MasukThe air in the room seemed to vanish, sucked out by the sheer gravity of the words I was about to speak. I looked Romani dead in the eyes, ignoring the heat of his skin against mine, and anchored myself in the truth I had discovered.
“I, Ana Perreira, daughter of the Moonlight Walkers Gamma and blood-heir to the Night Fall Coven, reject you, Prince Romani, as my fated mate. From this moment on, we share nothing but the common blood of our kind. The tether is cut. The debt is canceled. You are nothing to me but a stranger with a crown.”
The Crown Prince let out a roar that was more wolf than man.

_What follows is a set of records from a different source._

PR #290, opened 2021-01-29
refactor: Webview creation logic in new module

Kaytbode:
Webview.ts file created in the extension directory, and a
CSP header is being added to text before loading it to webview.html.

### DIFF
--- a/src/extension/gutters.ts
+++ b/src/extension/gutters.ts
@@ -1,15 +1,13 @@
 import {
     OutputChannel,
-    Uri,
-    ViewColumn,
     window,
-    workspace,
 } from "vscode";
 import { Coverage } from "../coverage-system/coverage";
 import { CoverageService } from "../coverage-system/coverageservice";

His Lycan side was in total revolt, the rejection hit him like a physical blow, sending a shiver of ancient fear through the foundations of the Palace. Acknowledging that his prize was slipping away, that his elaborate plan to farm my blood and spirit was failing, was a bitter pill for a Royal to swallow.
“Don’t provoke me, Ana!” he snarled, the sound ripping through his throat as his eyes glowed a dangerous, predatory deep blue that promised a swift and violent end to my rebellion. “I won't accept a rejection. We’ve gone too far. For the past few hours, you gave yourself to me in every way a female can surrender. You took everything I had to offer with every breath. You begged for more until your voice was a ghost of itself. You need this pleasure only I can give you. You are mine by blood, by act, and by the very law of our ancestors!”
Again, I laughed, a sound as dry and brittle as autumn leaves
“Believe what you want, Romani. Wrap yourself in the comfort of your own delusions,” I mocked. “If you don't accept the rejection, that burden is yours to carry, not mine. The bond only works if I allow it to bind me, and I have just burned the bridge. Remember, Elara won't wait for you a lifetime while you pine for a mate who isn't there.”
I batted my eyelashes with a cold, hollow indifference.
“And I have all the time in the world. I will live for myself, and I will never again risk my life for a hollow sentiment called mate bond. The sky will never be my limit, I’ll reach for the stars you tried to hide from me behind your Palace walls. But listen, I really can't leave without a parting gift, a reminder of what happens when you try to harvest a witch.”
Romani’s jaw worked silently, like a fish gasping on dry land. My tone had finally alerted him that I wasn't just making threats, I was weaving reality.
I leaned in, my hair brushing his shoulder as I whispered each word with deliberate, surgical cruelty directly into the shell of his ear, making sure the heat of my breath felt like a branding iron.
“A spell, Romani. One that strips you of heirs, of legacy, and of the very power you sought to breed through me. You wanted a factory? You wanted to trade in the lives of my pups? Here is a seal of barrenness. You will be infertile and impotent for the remainder of your days. Your loins will be as cold as the stone beneath this Palace.”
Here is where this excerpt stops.